> [Instructions for the task]: Please print every record that follows, keeping each one exactly as it is.
[Opening Records for this task section]
PR #62, opened 2024-11-21
Trigger Type Typo for A5?

AlanSalcedo:


marcomuzio:
Looks good. Approved. Thanks for catching that.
[Closing Records for this task section]
> [Task output]:
PR #62, opened 2024-11-21
Trigger Type Typo for A5?

AlanSalcedo:


marcomuzio:
Looks good. Approved. Thanks for catching that.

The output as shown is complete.